If you really want energy independence, you have to forget ethanol and vote against any captive of the ethanol lobby.  Sad, but true.

Engineer-Poet:

I wonder what you mean by "unfounded," and I also wonder at what you consider my level of "faith" to be in the potential of fuel alcohol. I think you overestimate it somewhat. And I also think you confound two important but separate issues -- the first being the value of biofuels in their ability to incorporate non-fossil solar energy into the industrial and automotive energy cycle, the second being the importance of improving our use of energy within the industrial/automotive cycle, no matter where it comes from.

I have never claimed that ethanol, especially corn-based conventional ethanol, will "save us from fossil fuel dependency." I have merely stated that conventional corn-based ethanol is not a bad deal all told, and that the prospect of alternative ethanol feedstocks (switchgrass, algae, woody waste, etc.) seems to hold real promise. It will reduce our fossil fuel dependency somewhat, but even cellulostic ethanol with not "save us" from fossil fuels.

I also don't know where you get the notion that corn-based ethanol incorporates "less than 50% of their input energy." In fact, I don't even know what that statement means. Do you mean to say that corn incorporates less than 50% of all input energy, counting anthropogenic fossil fuel energy inputs as well as incident solar energy that the corn plant fails to fully metabolize? If so, then so what?

I do know that apparently realistic and respectable studies have tallied, as far as they could, all the manmade fossil energy inputs used in corn production, from the cost of planting and growing the corn, through the cost of harvesting it and refining it -- and compared that input energy to the value of all the outputs of the ethanol production process, principally motor fuel and animal feed. The consensus seems to be that more energy value comes out of the process than goes into it, meaning that some net amount of sunlight has been captured by the system. The consensus is that a 20% gain is not an unreasonable estimate, but the exact amount is not critical for the purposes of this discussion. Here I am explicitly siding with the USDA, the Berkely group, and all the other researchers who reject Pimental's recurring claim that corn-ethanol is energy negative. I've read the research papers, and for now I'll just say that this how I feel about the matter.
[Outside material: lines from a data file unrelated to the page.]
PR #239, opened 2022-10-26
Changes for revng-distributable-revamp

mrjackv:


python/revng/cli/_commands/daemon_self_test.py
```diff
@@ -83,9 +83,8 @@ def log(string: str):
     def fail(self, ex: Exception):
         if self.process is not None:
             self.process.terminate()
-            self.process.communicate()
-            if self.process.stdout is not None:
-                self.log(f"\n\n Daemon Stacktrace:\n{self.process.stdout.read()}")
+            stdout = self.process.communicate()[0]
+            self.log(f"\n\nDaemon Stacktrace:\n{stdout}")
```
aleclearmind, line 87: `"\n\nrevng-daemon output:\n`

lib/Support/PathList.cpp
```diff
@@ -35,7 +35,11 @@ std::string getCurrentRoot() {
   Maps.split(MapsLines, "\n");
 
   for (const auto &Line : MapsLines) {
-    llvm::StringRef File = std::get<1>(Line.rsplit(" "));
+    llvm::SmallVector<llvm::StringRef> Parts;
+    Line.split(Parts, ' ', 5);
+    revng_assert(Parts.size() == 6, "Malformed /proc/self/maps");
+
+    llvm::StringRef File = Parts[5].ltrim();
```
aleclearmind, line 42: Mmmh, this does not fix the problem described in the commit message.
You should get anything that comes after the 4th space.

aleclearmind (changes requested):

lib/Support/PathList.cpp
aleclearmind: Ah-ah! Didn't know that! My bad!

python/revng/cli/_commands/daemon_self_test.py
mrjackv: Fixed

aleclearmind:
Merged in 91c4bdc. Thanks!

PR #240, opened 2022-10-28
Fix pipeline logger crash

drblallo:


aleclearmind:
Merged in 10ab396. Thanks!

PR #232, opened 2022-10-06
Improve alignment support when converting function types

Cvelth:

PR #241, opened 2022-10-31
Fix a plethora of minor layout issues blocking cabi prototype adoption

Cvelth:


include/revng/EarlyFunctionAnalysis/ControlFlowGraph.h
```diff
@@ -4,6 +4,8 @@
 // This file is distributed under the MIT License. See LICENSE.md for details.
 //
 
+#pragma clang optimize off
+
```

Thus, for 100,000 BTUs worth of fossil fuel energy put into the system, something like 120,000 BTUs of useful products come out. By and large, that's better than giving up and settling for the mere 100,000 BTUs of fossil energy to begin with. The next question is how best to turn BTUs into useful things like transportation and, ultimately, human welfare and happiness, which is a distinct matter.

A fuel-cell type mechanism is doubtlessly more efficient than an Otto-cycle liquid fuel mechanism is for turning chemical potential energy into useful mechanical work. However, inexpensive and economically viable fuel cell engines appear to be beyond our reach at the moment.
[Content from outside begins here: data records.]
PR #242, opened 2022-10-31
Fix artifact emission crash

drblallo:
When artifact was requested to produce the functions of a binary that had 0 functions it crashed. This commit fixes it by checking if something has been actually being produced.


aleclearmind:
Merged in e24fdbd. Thanks!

I firmly advocate research on new prime-movers and drive systems, but I realize that progress on that front is rather slow. I also firmly believe that electric drive is the future of automobiles, but think that a more likely trajectory goes from a conventional car to a hybrid car (Prius-type) to a plug-in serial hybrid to a quick-charge EV, to possibly a fuel-cell plug-in serial hybrid -- first 30 miles each day on overnight grid power, long distance trips use a small, carbon-compatible fuel cell to top up the batteries, or a pit stop at a high-amp quick-charge station.

Before talking about all these new toys, the very first order of business is to encourage people to give up unnecessary gas guzzlers and live generally low-mileage lifestyles (I take the bus to work in the morning). That is, we have to cut inefficiency out of the automotive energy-use system by being better users of the technology we currently have (buying sensible cars and living lower-mileage lifestyles) and by developing newer and more efficient technologies.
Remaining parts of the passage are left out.